* WORK INSTRUCTIONS: Starting at the line that contains "stops have not been updated since X date", print every remaining line of the entries, unchanged, and output nothing more.

* RECORDS SHOWN:
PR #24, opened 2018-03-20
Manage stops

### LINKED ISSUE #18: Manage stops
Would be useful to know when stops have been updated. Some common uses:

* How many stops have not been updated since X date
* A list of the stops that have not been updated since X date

* RESULT:
* How many stops have not been updated since X date
* A list of the stops that have not been updated since X date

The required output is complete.